[Stored items]

################

PR #149, opened 2026-04-11
feat: enrich doctor and auth status with store stats and linked JID

draix:
## Summary

`wacli doctor` and `wacli auth status` provide useful diagnostics but omit information that operators and scripts rely on daily.

### `wacli doctor`

**Before:**
```
STORE          /Users/alice/.wacli
LOCKED         false
AUTHENTICATED  true
CONNECTED      false
FTS5           false
```

**After:**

################

EXERCISE DIRECTIONS. Nothing added, nothing dropped: copy the data above.

SOLVED PROBLEM.
PR #149, opened 2026-04-11
feat: enrich doctor and auth status with store stats and linked JID

draix:
## Summary

`wacli doctor` and `wacli auth status` provide useful diagnostics but omit information that operators and scripts rely on daily.

### `wacli doctor`

**Before:**
```
STORE          /Users/alice/.wacli
LOCKED         false
AUTHENTICATED  true
CONNECTED      false
FTS5           false
```

**After:**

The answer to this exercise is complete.